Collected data
PR #12358, opened 2024-05-09
casio/fp1100.cpp: Add FP1000

clawgrip:
New not working machine
-----------------------------
FP-1000 [OldComputers ES]

### DIFF
--- a/src/mame/casio/fp1100.cpp
+++ b/src/mame/casio/fp1100.cpp
@@ -25,7 +25,7 @@
     TODO:
     - unimplemented instruction PER triggered (can be ignored)
     - Display can be interlaced or non-interlaced. Interlaced not emulated.
-    - Cassette Load is quite complex, using 6 pins of the sub-cpu. Not done.
+    - Cassette Load is quite complex, using 6 pins of the sub-CPU. Not done.
     - subcpu is supposed to be in WAIT except in horizontal blanking period.
       WAIT is not emulated in our cpu.
     - Keyboard not working.
@@ -377,7 +377,7 @@ void fp1100_state::handle_int_to_main()
 	}
 }
 
-/* Input ports */
+// Input ports
 static INPUT_PORTS_START( fp1100 )
 	PORT_START("KEY.0")
 	PORT_BIT(0xff, IP_ACTIVE_LOW, IPT_UNUSED)
@@ -648,7 +648,7 @@ void fp1100_state::machine_reset()
 
 void fp1100_state::fp1100(machine_config &config)
 {
-	/* basic machine hardware */
+	// basic machine hardware
 	Z80(config, m_maincpu, MAIN_CLOCK/4);
 	m_maincpu->set_addrmap(AS_PROGRAM, &fp1100_state::main_map);
 	m_maincpu->set_addrmap(AS_IO, &fp1100_state::io_map);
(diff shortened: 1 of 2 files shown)


src/mame/casio/fp1100.cpp
```diff
@@ -713,10 +714,22 @@ ROM_START( fp1100 )
...
+ROM_END
+
 } // anonymous namespace
 
 
-/* Driver */
+// Drivers
 
-/*    YEAR  NAME    PARENT  COMPAT  MACHINE  INPUT   CLASS         INIT        COMPANY  FULLNAME   FLAGS */
+//    YEAR  NAME    PARENT  COMPAT  MACHINE  INPUT   CLASS         INIT        COMPANY  FULLNAME   FLAGS
```
angelosa, line 733: I dislike this cargo cult, it's outdated and it throws bad habits for people using this as a net safety for something they should look at where the macro is actually located.
Could you please get rid of it?

clawgrip: Done!

src/mame/casio/fp1100.cpp
```diff
@@ -713,10 +714,21 @@ ROM_START( fp1100 )
...
+
 } // anonymous namespace
 
 
-/* Driver */
+// Drivers
 
-/*    YEAR  NAME    PARENT  COMPAT  MACHINE  INPUT   CLASS         INIT        COMPANY  FULLNAME   FLAGS */
 COMP( 1983, fp1100, 0,      0,      fp1100,  fp1100, fp1100_state, empty_init, "Casio", "FP-1100", MACHINE_NOT_WORKING)
+COMP( 1982, fp1000, 0,      0,      fp1100,  fp1100, fp1100_state, empty_init, "Casio", "FP-1000", MACHINE_NOT_WORKING)
```
cuavas, line 734: These should either be parent/clone, or one marked as “compatible” with the other (the fourth parameter to the `COMP` macro).

clawgrip: Done, thank!

src/mame/casio/fp1100.cpp
```diff
@@ -714,7 +714,8 @@ ROM_START( fp1100 )
 	ROM_LOAD( "sub3.rom", 0x2000, 0xf80, BAD_DUMP CRC(fb2b577a) SHA1(a9ae6b03e06ea2f5db30dfd51ebf5aede01d9672))
 ROM_END
 
-// FP1000 has less memory than FP1100, using the same PCB, but with unpopulated sockets from RAM9 to RAM24 (only RAM1 to RAM8 are populated).
+/* FP1000 has less memory than FP1100, using the same PCB, but with unpopulated sockets from RAM9 to RAM24 (only RAM1 to RAM8 are populated).
+   The dumped PCB has the uPD7801G socket labeled as "uPD7801G-101", but the chip seems like a newer revision, silkscreened as "D7108G-118". */
```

* _PROBLEM STATEMENT_
Would you set the entries down again, exactly as they were written?

* _RESPONSE_
PR #12358, opened 2024-05-09
casio/fp1100.cpp: Add FP1000

clawgrip:
New not working machine
-----------------------------
FP-1000 [OldComputers ES]

### DIFF
--- a/src/mame/casio/fp1100.cpp
+++ b/src/mame/casio/fp1100.cpp
@@ -25,7 +25,7 @@
     TODO:
     - unimplemented instruction PER triggered (can be ignored)
     - Display can be interlaced or non-interlaced. Interlaced not emulated.
-    - Cassette Load is quite complex, using 6 pins of the sub-cpu. Not done.
+    - Cassette Load is quite complex, using 6 pins of the sub-CPU. Not done.
     - subcpu is supposed to be in WAIT except in horizontal blanking period.
       WAIT is not emulated in our cpu.
     - Keyboard not working.
@@ -377,7 +377,7 @@ void fp1100_state::handle_int_to_main()
 	}
 }
 
-/* Input ports */
+// Input ports
 static INPUT_PORTS_START( fp1100 )
 	PORT_START("KEY.0")
 	PORT_BIT(0xff, IP_ACTIVE_LOW, IPT_UNUSED)
@@ -648,7 +648,7 @@ void fp1100_state::machine_reset()
 
 void fp1100_state::fp1100(machine_config &config)
 {
-	/* basic machine hardware */
+	// basic machine hardware
 	Z80(config, m_maincpu, MAIN_CLOCK/4);
 	m_maincpu->set_addrmap(AS_PROGRAM, &fp1100_state::main_map);
 	m_maincpu->set_addrmap(AS_IO, &fp1100_state::io_map);
(diff shortened: 1 of 2 files shown)


src/mame/casio/fp1100.cpp
```diff
@@ -713,10 +714,22 @@ ROM_START( fp1100 )
...
+ROM_END
+
 } // anonymous namespace
 
 
-/* Driver */
+// Drivers
 
-/*    YEAR  NAME    PARENT  COMPAT  MACHINE  INPUT   CLASS         INIT        COMPANY  FULLNAME   FLAGS */
+//    YEAR  NAME    PARENT  COMPAT  MACHINE  INPUT   CLASS         INIT        COMPANY  FULLNAME   FLAGS
```
angelosa, line 733: I dislike this cargo cult, it's outdated and it throws bad habits for people using this as a net safety for something they should look at where the macro is actually located.
Could you please get rid of it?

clawgrip: Done!

src/mame/casio/fp1100.cpp
```diff
@@ -713,10 +714,21 @@ ROM_START( fp1100 )
...
+
 } // anonymous namespace
 
 
-/* Driver */
+// Drivers
 
-/*    YEAR  NAME    PARENT  COMPAT  MACHINE  INPUT   CLASS         INIT        COMPANY  FULLNAME   FLAGS */
 COMP( 1983, fp1100, 0,      0,      fp1100,  fp1100, fp1100_state, empty_init, "Casio", "FP-1100", MACHINE_NOT_WORKING)
+COMP( 1982, fp1000, 0,      0,      fp1100,  fp1100, fp1100_state, empty_init, "Casio", "FP-1000", MACHINE_NOT_WORKING)
```
cuavas, line 734: These should either be parent/clone, or one marked as “compatible” with the other (the fourth parameter to the `COMP` macro).

clawgrip: Done, thank!

src/mame/casio/fp1100.cpp
```diff
@@ -714,7 +714,8 @@ ROM_START( fp1100 )
 	ROM_LOAD( "sub3.rom", 0x2000, 0xf80, BAD_DUMP CRC(fb2b577a) SHA1(a9ae6b03e06ea2f5db30dfd51ebf5aede01d9672))
 ROM_END
 
-// FP1000 has less memory than FP1100, using the same PCB, but with unpopulated sockets from RAM9 to RAM24 (only RAM1 to RAM8 are populated).
+/* FP1000 has less memory than FP1100, using the same PCB, but with unpopulated sockets from RAM9 to RAM24 (only RAM1 to RAM8 are populated).
+   The dumped PCB has the uPD7801G socket labeled as "uPD7801G-101", but the chip seems like a newer revision, silkscreened as "D7108G-118". */
```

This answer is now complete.